*** Opening of Records provided ***

PR #2304, opened 2026-08-16
docs: remove em-dashes and AI-tell wording from markdown prose

chaliy:
## What changed

Removes em-dashes from markdown prose across the repo (72 files: docs/, specs/, crates/bashkit/docs/, per-crate READMEs, examples, bench results, site apidocs, top-level README/AGENTS) and replaces them with plain punctuation: colons for label/definition lists, semicolons or periods for clauses an em-dash was joining, parentheses for appositive lists. Also rewords one AI-tell word (`seamlessly` to `directly`). Documentation prose only.

## Why

Em-dashes read as an "AI-written" tell. This is the bashkit slice of an ecosystem-wide prose cleanup. No behavior change.

## Before / After

Documentation-only, no observable behavior change. The doc-tested embedded guides under crates/bashkit/docs/*.md had only prose (outside all code fences) edited; the fenced rust examples that are compiled/doc-tested were left byte-identical.

## Risk

- Low
- What can break: nothing functional; only markdown prose changed; no code, fixtures, or snapshots touched. Em-dashes inside code fences were deliberately preserved.

## Checklist

- [ ] Tests added or updated (n/a, docs only)
- [x] Backward compatibility considered (no API/behavior change)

*** Close of Records provided ***

An exact transcription of all the records is required.

● Solution for this problem
PR #2304, opened 2026-08-16
docs: remove em-dashes and AI-tell wording from markdown prose

chaliy:
## What changed

Removes em-dashes from markdown prose across the repo (72 files: docs/, specs/, crates/bashkit/docs/, per-crate READMEs, examples, bench results, site apidocs, top-level README/AGENTS) and replaces them with plain punctuation: colons for label/definition lists, semicolons or periods for clauses an em-dash was joining, parentheses for appositive lists. Also rewords one AI-tell word (`seamlessly` to `directly`). Documentation prose only.

## Why

Em-dashes read as an "AI-written" tell. This is the bashkit slice of an ecosystem-wide prose cleanup. No behavior change.

## Before / After

Documentation-only, no observable behavior change. The doc-tested embedded guides under crates/bashkit/docs/*.md had only prose (outside all code fences) edited; the fenced rust examples that are compiled/doc-tested were left byte-identical.

## Risk

- Low
- What can break: nothing functional; only markdown prose changed; no code, fixtures, or snapshots touched. Em-dashes inside code fences were deliberately preserved.

## Checklist

- [ ] Tests added or updated (n/a, docs only)
- [x] Backward compatibility considered (no API/behavior change)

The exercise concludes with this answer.